DIRECTIONS FOR THIS TASK
Sort through the material below and copy each line with "support".

GIVEN RECORDS
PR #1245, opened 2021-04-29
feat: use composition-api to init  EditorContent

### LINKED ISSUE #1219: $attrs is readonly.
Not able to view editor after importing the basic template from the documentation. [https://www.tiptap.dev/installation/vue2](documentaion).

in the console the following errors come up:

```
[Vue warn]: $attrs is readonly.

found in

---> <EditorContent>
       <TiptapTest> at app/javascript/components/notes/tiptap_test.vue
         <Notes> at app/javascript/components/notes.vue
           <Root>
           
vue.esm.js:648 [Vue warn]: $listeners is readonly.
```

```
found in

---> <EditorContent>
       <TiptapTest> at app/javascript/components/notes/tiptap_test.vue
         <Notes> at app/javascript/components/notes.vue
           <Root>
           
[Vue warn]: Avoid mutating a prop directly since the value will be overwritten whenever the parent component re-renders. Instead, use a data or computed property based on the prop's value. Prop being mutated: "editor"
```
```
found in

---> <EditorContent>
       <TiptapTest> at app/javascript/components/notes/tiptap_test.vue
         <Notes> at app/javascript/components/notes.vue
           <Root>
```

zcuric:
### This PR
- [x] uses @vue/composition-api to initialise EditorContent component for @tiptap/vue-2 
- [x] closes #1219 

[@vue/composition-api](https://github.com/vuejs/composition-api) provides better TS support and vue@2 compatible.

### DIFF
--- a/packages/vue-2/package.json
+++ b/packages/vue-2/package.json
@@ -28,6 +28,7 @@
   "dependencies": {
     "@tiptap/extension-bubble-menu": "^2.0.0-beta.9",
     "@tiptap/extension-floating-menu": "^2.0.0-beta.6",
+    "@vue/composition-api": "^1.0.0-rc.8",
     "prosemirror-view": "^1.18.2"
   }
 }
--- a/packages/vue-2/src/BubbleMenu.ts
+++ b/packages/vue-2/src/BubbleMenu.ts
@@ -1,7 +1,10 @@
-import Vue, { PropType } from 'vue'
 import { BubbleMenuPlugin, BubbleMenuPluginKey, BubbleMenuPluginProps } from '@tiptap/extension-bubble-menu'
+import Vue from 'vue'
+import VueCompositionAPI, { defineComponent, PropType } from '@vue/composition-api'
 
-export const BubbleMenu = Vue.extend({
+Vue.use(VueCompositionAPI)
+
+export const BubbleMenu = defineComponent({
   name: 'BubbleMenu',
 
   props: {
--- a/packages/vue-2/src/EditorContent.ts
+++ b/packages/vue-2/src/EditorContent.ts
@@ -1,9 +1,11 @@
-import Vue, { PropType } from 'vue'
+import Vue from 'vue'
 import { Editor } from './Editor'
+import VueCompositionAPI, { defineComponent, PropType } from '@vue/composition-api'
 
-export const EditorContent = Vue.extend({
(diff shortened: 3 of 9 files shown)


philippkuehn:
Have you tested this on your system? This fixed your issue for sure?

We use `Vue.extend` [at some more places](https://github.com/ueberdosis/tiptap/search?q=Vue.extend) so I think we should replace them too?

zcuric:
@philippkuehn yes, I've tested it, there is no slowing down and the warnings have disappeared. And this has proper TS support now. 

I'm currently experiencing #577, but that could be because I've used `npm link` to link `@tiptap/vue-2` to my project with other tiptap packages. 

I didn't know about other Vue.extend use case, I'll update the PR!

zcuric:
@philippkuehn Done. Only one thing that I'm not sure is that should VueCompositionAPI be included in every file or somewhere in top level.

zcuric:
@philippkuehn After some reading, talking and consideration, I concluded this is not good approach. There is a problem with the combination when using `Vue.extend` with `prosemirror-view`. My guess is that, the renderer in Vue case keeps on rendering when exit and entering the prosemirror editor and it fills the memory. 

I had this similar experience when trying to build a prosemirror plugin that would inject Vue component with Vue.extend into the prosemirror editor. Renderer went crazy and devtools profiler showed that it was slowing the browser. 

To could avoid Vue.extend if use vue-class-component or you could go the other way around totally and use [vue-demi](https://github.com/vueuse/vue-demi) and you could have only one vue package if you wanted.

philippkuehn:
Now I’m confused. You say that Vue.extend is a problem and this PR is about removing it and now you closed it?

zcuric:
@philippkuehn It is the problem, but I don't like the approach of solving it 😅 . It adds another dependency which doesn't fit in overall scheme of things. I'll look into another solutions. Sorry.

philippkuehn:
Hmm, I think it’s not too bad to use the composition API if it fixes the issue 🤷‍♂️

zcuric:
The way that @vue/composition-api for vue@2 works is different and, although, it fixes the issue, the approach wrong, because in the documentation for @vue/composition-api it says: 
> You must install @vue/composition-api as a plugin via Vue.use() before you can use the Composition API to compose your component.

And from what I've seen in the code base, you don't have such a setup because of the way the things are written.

* * *

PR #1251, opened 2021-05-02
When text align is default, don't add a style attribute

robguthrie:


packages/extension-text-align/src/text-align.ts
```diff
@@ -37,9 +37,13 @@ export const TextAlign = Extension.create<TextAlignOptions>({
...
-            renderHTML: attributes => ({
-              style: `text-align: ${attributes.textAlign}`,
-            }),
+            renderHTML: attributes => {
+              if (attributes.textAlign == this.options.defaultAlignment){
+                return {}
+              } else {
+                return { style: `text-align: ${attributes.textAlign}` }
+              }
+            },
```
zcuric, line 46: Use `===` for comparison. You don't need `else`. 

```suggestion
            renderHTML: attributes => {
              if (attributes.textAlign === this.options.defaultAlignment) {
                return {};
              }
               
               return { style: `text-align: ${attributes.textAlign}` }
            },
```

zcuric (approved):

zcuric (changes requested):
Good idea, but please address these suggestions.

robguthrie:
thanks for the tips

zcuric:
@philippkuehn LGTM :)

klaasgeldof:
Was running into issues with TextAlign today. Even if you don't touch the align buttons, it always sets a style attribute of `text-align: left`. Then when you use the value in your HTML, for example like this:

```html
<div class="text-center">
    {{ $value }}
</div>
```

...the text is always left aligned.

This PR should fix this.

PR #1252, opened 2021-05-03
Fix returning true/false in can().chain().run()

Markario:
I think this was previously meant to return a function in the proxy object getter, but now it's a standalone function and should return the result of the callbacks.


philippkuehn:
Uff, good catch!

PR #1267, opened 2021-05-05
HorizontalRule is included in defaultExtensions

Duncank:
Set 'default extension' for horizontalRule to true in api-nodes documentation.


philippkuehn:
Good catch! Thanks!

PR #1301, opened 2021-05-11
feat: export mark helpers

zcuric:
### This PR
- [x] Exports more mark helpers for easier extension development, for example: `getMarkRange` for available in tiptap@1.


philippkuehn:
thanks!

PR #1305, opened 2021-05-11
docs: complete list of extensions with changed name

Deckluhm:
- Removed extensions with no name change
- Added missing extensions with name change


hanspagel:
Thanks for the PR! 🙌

THE ANSWER
[@vue/composition-api](https://github.com/vuejs/composition-api) provides better TS support and vue@2 compatible.
@philippkuehn yes, I've tested it, there is no slowing down and the warnings have disappeared. And this has proper TS support now. 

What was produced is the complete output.